_Available data_
........
PR #1880, opened 2026-08-21
Raise VerificationError when the trusted root has no tlogs

### LINKED ISSUE #1822: Verifier.__init__ raises unhandled IndexError when the trusted root has no transparency logs

theadsingh:
`Verifier.__init__` reads `trusted_root._inner.tlogs[0].base_url` to pick a Rekor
........
_Problem to work on_
Reproduce every line from the preceding data in which the word "when" can be found.

_Result_
Raise VerificationError when the trusted root has no tlogs
### LINKED ISSUE #1822: Verifier.__init__ raises unhandled IndexError when the trusted root has no transparency logs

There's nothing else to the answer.